Thanks Pat for working on it. pgi/19.7 and pgi/19.10 with complete software stack are available on Compy if you would like to try. Let me know if you would like me to change the machine files for these compilers.

worleyph commented 4 years ago

Thanks @singhbalwinder . I would like to try them, and I would like your help in doing so. What do I need? Just the modified machine files (which you can provide)?

I don't know who will decide which we will be using going forward, but I'll try to gather some information about these options.

singhbalwinder commented 4 years ago

I tried pgi/19.7 but it seems like it is missing pnetcdf compiled with IntelMPI. I have asked support to build that library.

naromero77 commented 4 years ago

My understanding is that determinacy (run the same calculation over and over again and get the bitwise reproducible results) for both MPI and OpenMP are not actually part of the spec AFAIK. They are implementation dependent. I will say that on the BlueGene series of computers, MPI and OpenMP were implemented in deterministic manner according to IBM. There are some universal exceptions, for example, if you use MPI_ANY_TAG with Send/Recv (this happens in ScaLAPACK). Another example is Intel MKL where the execution path can depend on the state of the CPU -- it is not even deterministic in serial (no OpenMP, no MPI).

worleyph commented 4 years ago

Note that this is standard practice for E3SM and its predecessors, and the coding guidelines (and check-in requirements) have allowed us to preserve this for the past 30 years. In this case, it is easily restored with a change to the compiler flags (and is not an MPI or OpenMP issue). We will give it up when there is a significant benefit and when we have reliable methods to determine correctness that does not require deterministic behavior. We realize giving up reproducibility with respect to process and thread count will have to happen some day, but preserving for DEBUG will always be a goal even then. Giving up deterministic behavior is not a topic that we have considered much yet, despite hearing warnings that even this is likely to disappear some day.

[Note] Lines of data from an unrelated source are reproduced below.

PR #848, opened 2023-06-14
Monkeypatch fenced frame beacon sending

linnan-github:
***
<a href="https://pr-preview.s3.amazonaws.com/linnan-github/conversion-measurement-api/pull/848.html" title="Last updated on Jun 22, 2023, 2:05 AM UTC (71732b5)">Preview</a> | <a href="https://pr-preview.s3.amazonaws.com/WICG/attribution-reporting-api/848/aef3a7b...linnan-github:71732b5.html" title="Last updated on Jun 22, 2023, 2:05 AM UTC (71732b5)">Diff</a>

### DIFF
--- a/index.bs
+++ b/index.bs
@@ -1452,9 +1452,7 @@ To <dfn>make background attributionsrc requests</dfn> given an
         [=iteration/continue=]. Otherwise, let |url| be the resulting
         [=URL record=].
     1. Run [=make a background attributionsrc request=] with |url|,
-        |contextOrigin|, |eligibility|, and |element|'s [=Node/node document=].
-
-Issue: Set |contextOrigin| properly.
+        |element|'s [=node/context origin=], |eligibility|, and |element|'s [=Node/node document=].
 
 Issue: Consider allowing the user agent to limit the size of |tokens|.
 
--- a/index.bs
+++ b/index.bs
@@ -1401,13 +1401,14 @@ To <dfn>validate a background attributionsrc eligibility</dfn> given an
     "<code>[=eligibility/navigation-source=]</code>" or
     "<code>[=eligibility/event-source-or-trigger=]</code>".
 
-To <dfn>make a background attributionsrc request</dfn> given a [=URL=] |url|, a
-[=suitable origin=] |contextOrigin|, an [=eligibility=] |eligibility|, and a
+To <dfn>make a background attributionsrc request</dfn> given a [=URL=] |url|, an
+[=origin=] |contextOrigin|, an [=eligibility=] |eligibility|, and a
 {{Document}} |document|:
 
 1. [=Validate a background attributionsrc eligibility|Validate=] |eligibility|.
 1. If |url|'s [=url/scheme=] is not [=check if a scheme is suitable|suitable=],
     return.
+1. If |contextOrigin| is not [=check if an origin is suitable|suitable=], return.
 1. Let |context| be |document|'s [=relevant settings object=].
 1. If |context| is not a [=secure context=], return.
 1. If the "<code>[=attribution-reporting=]</code>" feature
--- a/index.bs
+++ b/index.bs
@@ -530,20 +530,19 @@ and [=this=]'s [=relevant global object=]'s [=associated Document=].
 
 Modify <a spec=fenced-frame>report an event</a> as follows:
 
+<div algorithm="report-an-event-monkeypatch">
+
 Add a [=Document=] parameter called |document|.
 
 After the step
 
-> If <var ignore>reporting map</var>[|destination|] does not [=map/exist=], return.
+> If |reporting map|[|destination|] does not [=map/exist=], return.
 
 add the steps
 
-<div algorithm="report-an-event-monkeypatch">
-1. Let <var ignore>attributionReportingEnabled</var> be the result of determining whether |document| is
+1. Let |attributionReportingEnabled| be the result of determining whether |document| is
     [=allowed to use=] the "<code>[=attribution-reporting=]</code>" feature.
-1. Let <var ignore>contextOrigin</var> be |document|'s [=node/context origin=].
-
-</div>
+1. Let |contextOrigin| be |document|'s [=node/context origin=].
 
 In the step
 
@@ -558,13 +557,15 @@ add the properties
 
 Replace the step
 
-> <a spec=fenced-frame>Send a beacon</a> with <var ignore>reporting map</var>[|destination|],
+> <a spec=fenced-frame>Send a beacon</a> with |reporting map|[|destination|],
 > |eventType|, and |eventData|.
 
 with
 
-<a spec=fenced-frame>Send a beacon</a> with <var ignore>reporting map</var>[|destination|],
+<a spec=fenced-frame>Send a beacon</a> with |reporting map|[|destination|],
 |eventType|, |eventData|, |attributionReportingEnabled|, and |contextOrigin|.
+
+</div>
 
 Modify [=finalize a reporting destination=] as follows:
 
@@ -586,7 +587,7 @@ parameter called |contextOrigin|.
 
 After the step
 
-> Let <var ignore>destination url</var> be <var ignore>destination map</var>[|eventType|].
+> Let <var ignore>destination url</var> be <var ignore>destination map</var>[<var ignore>eventType</var>].
 
 add the steps
 
--- a/index.bs
+++ b/index.bs
@@ -515,18 +515,22 @@ Add the following items to [=fencedframetype/pending event=]:
 
 Modify {{Fence/reportEvent()}} as follows:
 
+<div algorithm="report-event-monkeypatch">
+
 Replace the step
 
-> Run <a spec=fenced-frame>report an event</a> using <var ignore>instance</var>'s
+> Run <a spec=fenced-frame>report an event</a> using |instance|'s
 > [=fenced frame config instance/fenced frame reporter=] with |destination|,
 > |event|'s {{FenceEvent/eventType}}, and |event|'s {{FenceEvent/eventData}}.
 
 with
 
-Run <a spec=fenced-frame>report an event</a> using <var ignore>instance</var>'s
+Run <a spec=fenced-frame>report an event</a> using |instance|'s
 [=fenced frame config instance/fenced frame reporter=] with |destination|,
 |event|'s {{FenceEvent/eventType}}, |event|'s {{FenceEvent/eventData}},
 and [=this=]'s [=relevant global object=]'s [=associated Document=].
+
+</div>
 
 Modify <a spec=fenced-frame>report an event</a> as follows:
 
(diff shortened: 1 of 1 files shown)


index.bs
```diff
@@ -498,7 +498,69 @@ Add the step:
...
+Modify <a spec=fenced-frame>report an event</a> as follows:
+
+Add a [=Document=] parameter called |document|.
+
+Replace the step
+
+> <a spec=fenced-frame>Send a beacon</a> with <var ignore>reporting map</var>[|destination|],
+> |eventType|, and |eventData|.
+
+With
```
apasel422, line 525:
```suggestion
with
```

index.bs
```diff
@@ -498,7 +498,69 @@ Add the step:
...
+Modify [=finalize a reporting destination=] as follows:
+
+Add a [=Document=] parameter called |document|.
+
+Replace the step
+
+> <a spec=fenced-frame>Send a beacon</a> with |destination map|, |pending event|'s [=pending event/eventType=],
+> and |pending event|'s [=pending event/eventData=].
+
+With
```
apasel422, line 539:
```suggestion
with
```

index.bs
```diff
@@ -498,7 +498,69 @@ Add the step:
...
+
+1. Let |attributionReportingEligibility| be "<code>[=eligibility/unset=]</code>".
+1. If the "`attribution-reporting`" feature <a href="https://w3c.github.io/webappsec-permissions-policy/#algo-is-feature-enabled">is enabled</a>
+     in |document| with |document|'s [=origin=] and the result of [=getting supported registrars=]
+     is not [=set/is empty|empty=]:
+         1. Set |attributionReportingEligibility| to "<code>[=eligibility/event-source=]</code>".
+
+         Issue: Allow "<code>[=eligibility/navigation-source=]</code>" when automatic beacon is specified.
+
+Issue: Set [=request=]'s [=request/Attribution Reporting eligibility=] to |attributionReportingEligibility|
```
apasel422, line 562: Please link directly to https://wicg.github.io/fenced-frame/#issue-c137ca33

index.bs
```diff
@@ -498,7 +498,69 @@ Add the step:
...
+
+add the steps
+
+1. Let |attributionReportingEligibility| be "<code>[=eligibility/unset=]</code>".
+1. If the "`attribution-reporting`" feature <a href="https://w3c.github.io/webappsec-permissions-policy/#algo-is-feature-enabled">is enabled</a>
+     in |document| with |document|'s [=origin=] and the result of [=getting supported registrars=]
+     is not [=set/is empty|empty=]:
+         1. Set |attributionReportingEligibility| to "<code>[=eligibility/event-source=]</code>".
+
+         Issue: Allow "<code>[=eligibility/navigation-source=]</code>" when automatic beacon is specified.
```
apasel422, line 560: Is there an issue on the Fenced Frame spec we can link to instead?

apasel422 (changes requested):

index.bs
linnan-github: Not yet, chatted with fenced-frame team earlier to add an issue for that.

linnan-github:
@shivanigithub, would you mind taking a look at the spec changes for ARA integration with ad beacons? Thanks.

linnan-github:
> LGTM but could you get someone from the Fenced Frame side to take a quick look as well?

Thanks, updated with an additional check that context origin should be suitable. Could you please take another look?

index.bs
```diff
@@ -1306,6 +1307,11 @@ is true and whose same-site-flag is "`None`"; there is no way to prevent the
 last-access-time from being modified; and the return value is a string that
 would have to be further processed to check for the "`ar_debug`" cookie.
 
+<h3 algorithm id="obtaining-context-origin">Obtaining context origin</h3>
+
+To obtain the <dfn for=node>context origin</dfn> of a [=node=] |node|, return |node|'s [=node navigable=]'s
+<a spec=fenced-frame for=navigable>unfenced container document</a>'s [=origin=].
```
apasel422, line 1313: We use the term `context origin` elsewhere in the spec. We may want to use something more specifically tied to fenced frame if this dfn only applies to the fenced-frame logic.

linnan-github: Yeah I see context origin used in the spec, and I think this algorithm applies to those cases as well (we need the unfenced top-level origin for all API surfaces), therefore adding this as an algorithm.

apasel422: In that case, I think we should make that clear in this PR by updating the other algorithms to use this new dfn.

linnan-github: Updated and removed the issue, PTAL, thanks.

linnan-github: Actually need to check whether it's suitable. Please wait a bit.

linnan-github: Updated, PTAL, thanks!

apasel422 (approved):

domfarolino:
Can we just modify the fenced frame spec directly to send this header? Is there any reason not to do that?

linnan-github:
> Can we just modify the fenced frame spec directly to send this header? Is there any reason not to do that?

I don't feel strongly, but slightly lean towards keeping ARA specific logic in ARA spec.

shivanigithub:
> @shivanigithub, would you mind taking a look at the spec changes for ARA integration with ad beacons? Thanks.

Will defer this to @domfarolino as Dom closely knows the FF spec.

index.bs
```diff
@@ -498,7 +498,70 @@ Add the step:
...
+Add a [=Document=] parameter called |document|.
+
+After the step
+
+> Let <var ignore>destination url</var> be <var ignore>destination map</var>[|eventType|].
+
+add the steps
+
+1. Let |attributionReportingEligibility| be "<code>[=eligibility/unset=]</code>".
+1. If the "`attribution-reporting`" feature <a href="https://w3c.github.io/webappsec-permissions-policy/#algo-is-feature-enabled">is enabled</a>
```
domfarolino, line 555: Can you link to "is enabled" directly instead of using a manual anchor? This isn't the best practice for such a widely referenced algorithm like permissions policy ones.

index.bs
```diff
@@ -498,7 +498,70 @@ Add the step:
...
+
+> <a spec=fenced-frame>Send a beacon</a> with <var ignore>reporting map</var>[|destination|],
+> |eventType|, and |eventData|.
+
+with
+
+<a spec=fenced-frame>Send a beacon</a> with <var ignore>reporting map</var>[|destination|],
+|eventType|, |eventData|, and |document|.
+
+Modify [=finalize a reporting destination=] as follows:
```
domfarolino, line 530: I think [this algorithm](https://wicg.github.io/fenced-frame/#finalize-a-reporting-destination) is meant to be called from in parallel, so we shouldn't really have direct access to a Document object here. @gtanzer is much more familiar with this part of the config-generating API integration though so let me loop him in here.

domfarolino (commented):
In general I'd recommend moving. My only concern is with adding the document parameter to the "finalize [...]" algorithm in the FF spec. I think that algorithm is meant to be called in parallel so we might not have access to a document to pass into it. Maybe we should instead accept individual origins that are snapshotted at an earlier time, but let me loop gtanzer in to confirm.

index.bs
gtanzer: The implementation doesn't take a document parameter, so I'm not sure why the spec would need to. But I haven't looked into the details yet.
https://source.chromium.org/chromium/chromium/src/+/refs/heads/main:content/browser/fenced_frame/fenced_frame_reporter.h;drc=3e67c0491457f1a05fb7816346fc6d9676bb7a16;bpv=1;bpt=1;l=124?q=fenced_frame_reporter&ss=chromium

linnan-github: Updated to add the permission policy value and the context origin to pending event for later use.

index.bs

index.bs
```diff
@@ -503,7 +505,102 @@ Add the step:
...
+parameter called |contextOrigin|.
+
+After the step
+
+> Let <var ignore>destination url</var> be <var ignore>destination map</var>[|eventType|].
+
+add the steps
+
+1. Let |attributionReportingEligibility| be "<code>[=eligibility/unset=]</code>".
+1. If |attributionReportingEnabled| is true and the result of [=getting supported registrars=]
```
apasel422, line 596: Why do we need to check the registrars being empty here? Shouldn't that be handled universally in https://wicg.github.io/attribution-reporting-api/#set-attribution-reporting-headers ?

apasel422 (changes requested):

index.bs
linnan-github: Ideally we should handle this universally, but I don't think the implementation does this right now, therefore would prefer addressing this separately.

Also the checking here also allows setting process response handler properly when fetch is specified.

apasel422: > Also the checking here also allows setting process response handler properly when fetch is specified.

Could you elaborate on this? I'm not following.

apasel422 (approved):

index.bs
```diff
@@ -522,6 +534,30 @@ Modify <a spec=fenced-frame>report an event</a> as follows:
...
 Add a [=Document=] parameter called |document|.
 
+After the step
+
+> If <var ignore>reporting map</var>[|destination|] does not [=map/exist=], return.
+
+add the steps
+
+<div algorithm="report-an-event-monkeypatch">
+1. Let <var ignore>attributionReportingEnabled</var> be the result of determining whether the
```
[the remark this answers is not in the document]
linnan-github: Updated, thanks!

index.bs
```diff
@@ -40,6 +40,8 @@ spec: idl; type: dfn; urlPrefix: https://webidl.spec.whatwg.org/
     text: throw; url: #dfn-throw
 spec: uuid; type: dfn; urlPrefix: https://wicg.github.io/uuid/
     text: generate a random UUID; url: #dfn-generate-a-random-uuid
+spec: permissions-policy; type: dfn; urlPrefix: https://w3c.github.io/webappsec-permissions-policy/
+    text: is feature enabled; url: #algo-is-feature-enabled
```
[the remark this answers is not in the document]
linnan-github: Done.

index.bs
```diff
@@ -522,6 +534,30 @@ Modify <a spec=fenced-frame>report an event</a> as follows:
...
+</div>
+
+In the step
+
+> Let <var ignore>newEvent</var> be a new [=fencedframetype/pending event=] with the following...
+
+add the properties
+
+: [=pending event/attributionReportingEnabled=]
+:: |attributionReportingEnabled|
```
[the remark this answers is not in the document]
linnan-github: Thanks, expanded the div scope.

domfarolino (commented):
I think this looks good modulo the remaining question about plumbing permissions policy (which might not match the implementation?)

index.bs
linnan-github: The context origin is the top-level origin (https://source.chromium.org/chromium/chromium/src/+/main:content/browser/attribution_reporting/attribution_host.cc;l=444).

I think plumbing the permissions policy value matches the implementation as well, which indicates whether the feature is allowed in the initiator document (https://source.chromium.org/chromium/chromium/src/+/main:content/browser/attribution_reporting/attribution_host.cc;l=436).

domfarolino: Great, OK that makes sense!

domfarolino (approved):

index.bs
linnan-github: Thanks for the reviews!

worleyph commented 4 years ago

@singhbalwinder , any progress on getting pgi/19.4 or pgi/19.7 installed and working with E3SM? Thanks.

singhbalwinder commented 4 years ago

The compiler is installed but the compiler wrappers for MPI are different than the previous compiler. I have asked the support to make them the same for every PGI compiler installation so that we just have to modify at one place if the compiler version changes in the future. I will ping them once more to see if it is ready or not.

singhbalwinder commented 4 years ago

@worleyph : Please use the branch of PR #3382 which updates PGI compiler on Compy to 19.7. It works but the code is blowing up due to array bound error for some reason in atm codes. I will look into it.

0: Subscript out of range for array zvirv (/compyfs/sing201/delete/E3SM/components/cam/src/physics/cam/physics_types.F90: 423)
42:     subscript=1, lower bound=140726920586784, upper bound=140726920586811, dimension=1
worleyph commented 4 years ago

@singhbalwinder , any progress on debugging the runtime error you discovered when trying to use pig/19.7? Would it be easy to try pgi/19.10 by my modifying the PR #3382 branch?

singhbalwinder commented 4 years ago

I didn't get time to work on it. I will try to reproduce it and work with support to fix these errors.

amametjanov commented 4 years ago

pgi/19.10 has fewer errors (no more ATM errors mentioned by Balwinder), but the build issue with clm/src/external_models/emi/src/emi/ExternalModelInterfaceMod.F90 and reproducibility issue (both with different number of threads or different number of tasks in pure-MPI mode) are still there.

worleyph commented 4 years ago

Just a reminder - the reproducibility (and nondeterminism) will not be addressed until we construct a Depends file that lowers optimization on a subset of files, like we already do for Intel (and PGI on other systems in the past).